>>>>>

PR #1311, opened 2022-11-08
chore: use chrome stable to execute benchmarks

devcorpio:
## Context

Chrome 109 was causing Karma to crash when executing the benchmarks. The dependency that was installing such version is **google-chrome-unstable**.

The only visible log in the CI was **"Cannot start ChromeHeadless",** no useful details related to the error were provided.

Screenshot 2022-11-08 at 18 46 47

## Applied action

To fix this situation we have replaced **google-chrome-unstable** with **google-chrome-stable**. Now, the version installed is **107**, which works perfectly.

## Thoughts

We are not exactly sure why Chrome **109** was failing, that version will be [released](https://chromiumdash.appspot.com/schedule) in 2023, so probably there are bugs that Chrome contributors need to fix. If the benchmarks start failing in **2023** for the same reason we will need to approach this issue in a different way.

### DIFF
--- a/.ci/docker/node-playwright/Dockerfile
+++ b/.ci/docker/node-playwright/Dockerfile
@@ -99,13 +99,15 @@ RUN apt-get -qq install -y  --no-install-recommends \
     libxml2 \
     libxslt1.1
 
-# 4. Install Chrome unstable to run karma benchmark tests inside puppeteer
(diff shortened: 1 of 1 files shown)


kyungeunni (approved):
LGTM 🎉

<<<<<

## TASK STATEMENT
After the last line of the data, restate all the entries verbatim.

## THE COMPLETED TASK
PR #1311, opened 2022-11-08
chore: use chrome stable to execute benchmarks

devcorpio:
## Context

Chrome 109 was causing Karma to crash when executing the benchmarks. The dependency that was installing such version is **google-chrome-unstable**.

The only visible log in the CI was **"Cannot start ChromeHeadless",** no useful details related to the error were provided.

Screenshot 2022-11-08 at 18 46 47

## Applied action

To fix this situation we have replaced **google-chrome-unstable** with **google-chrome-stable**. Now, the version installed is **107**, which works perfectly.

## Thoughts

We are not exactly sure why Chrome **109** was failing, that version will be [released](https://chromiumdash.appspot.com/schedule) in 2023, so probably there are bugs that Chrome contributors need to fix. If the benchmarks start failing in **2023** for the same reason we will need to approach this issue in a different way.

### DIFF
--- a/.ci/docker/node-playwright/Dockerfile
+++ b/.ci/docker/node-playwright/Dockerfile
@@ -99,13 +99,15 @@ RUN apt-get -qq install -y  --no-install-recommends \
     libxml2 \
     libxslt1.1
 
-# 4. Install Chrome unstable to run karma benchmark tests inside puppeteer
(diff shortened: 1 of 1 files shown)


kyungeunni (approved):
LGTM 🎉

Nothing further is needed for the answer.